Optimization and gas sensing mechanism of n-SnO₂-p-Co₃O₄ composite nanofibers

Abstract

Although the employment of n-p heterojunctions is among the most popular strategies to increase the performance of gas sensors, there have been a few systematic studies to determine the optimal composition in n-p heterojunctions. This paper reports the results of a systematic study of (n) xSnO₂-(p) (1-x) Co₃O₄ composite nanofibers (NFs) for gas sensing applications.
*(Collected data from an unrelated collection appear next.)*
PR #4299, opened 2023-02-01
Keep non-standard spaces in parsed strings

Gouvernathor:
Instead of replacing any patch of whitespace with a standard one, this replaces it with the first space of the batch. The regex will also match less often, only on 2+ spaces instead of 1+ spaces, I guess this can save some computation time.
The result in any game only using standard whitespace should be exactly the same.

I still believe removing collapsing altogether would be a good thing, but this is a conservative way of keeping it while enabling non-standard single whitespaces.

### DIFF
--- a/renpy/lexer.py
+++ b/renpy/lexer.py
@@ -907,7 +907,7 @@ class Lexer(object):
         if not raw:
 
             # Collapse runs of whitespace into single spaces.
-            s = re.sub(r'\s+', ' ', s)
+            s = re.sub(r'(\s)\s+', r'\1', s)
             s = re.sub(r'\\(u([0-9a-fA-F]{1,4})|.)', dequote, s) # type: ignore
 
         return s
@@ -961,7 +961,6 @@ class Lexer(object):
 
         if not raw:
 
-            # Collapse runs of whitespace into single spaces.
             s = re.sub(r' *\n *', '\n', s)
 
             rv = [ ]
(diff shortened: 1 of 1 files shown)


mal:
The change to `\s\s+` seems to make sense (if keeping the collapsing), but using the grouping results in a strange implementation detail where `\t\r` collapses to `\t` but `\r\t ` collapses to `\r`, which even if documented seems like it would become a source for more confusion rather than less vs consistently outputting a replacement space. Maybe only a targetting a subset of the whitespace character class would be better, such as those defined in `string.whitespace` (` \t\n\r\x0b\x0c`)? 🤷

Gouvernathor:
A `\r` character can't be part of a renpy script at that point, it's been stripped by this when inside strings https://github.com/renpy/renpy/blob/d284791ffb8da4fa4f69879e9bd4dd30fa3346f7/renpy/lexer.py#L417-L419 (and by a similar thing just further up for outside of strings). So it doesn't seem like we need this.

Otherwise, string.whitespace doesn't contain the incriminated \u3000 character (　), so it would lead to runs of those to stop being collapsed, while Tom wants the collapse to stay. It would be inconsistent with how the other kinds of whitespace are handled, and I'd rather have none of them collapsing, or all.

mal:
`\r` was just an example of a whitespace character besides a regular space, the point is still valid.

Gouvernathor:
Oh, in that case it's intended behavior on my end. I think to some extent if you put special spaces in your game, you need to expect it to become a little weird and it's your responsibility. If we start considering special spaces I don't think we should discriminate between them without a particularly sound rationale, and I think one that excludes \u3000 is not.
\r (alias \u000D) is a line break on some platforms when on its own, so it's weird all right, but that's as a very special case as \n. I wouldn't put them in the same bag as \t and other more straightforward whitespace gaps of variable length.

Or we can find another way of choosing which space replaces a run of diverse whitespace characters. I'm open to that potentially, but it would need to be a way that keeps all current collapsings in - i.e turns `\t \u3000` into a single character - since I wouldn't support an only partial repeal of the collapsing behavior. And the more complex that choice is, the slower and the harder to understand for creators.
Or we could consider that any of these is too weird and too different as a resulting behavior and it's better not to change anything at all. 🤷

Composite NFs were synthesized by the electrospinning method followed by annealing at 600 °C. For gas sensing studies, several gases at optimal working temperature (350 °C) were tested. Depending on the nominal composition, the sensors showed either n-or p-type behavior as well as different responses to the target gases. Furthermore, for all gases tested, the 0·5SnO₂-0·5Co₃O₄ sensor (nominal composition) showed the best gas sensing characteristics. The underlying gas sensing mechanism was examined in detail. The highest response observed in the 0·5SnO₂-0·5Co₃O₄ NFs sensor was primarily attributed to the major role of the p-Co₃O₄ nanograins as electron reservoir. In addition, the possible substitution of Co⁺²/Co⁺³ in Sn⁺⁴ sites, the catalytic effect of Co₃O₄ and generation of defects were likely to be the secondary reasons. This highlights the importance of the optimal composition for achieving the maximum gas-sensing performance in n-p composite NFs.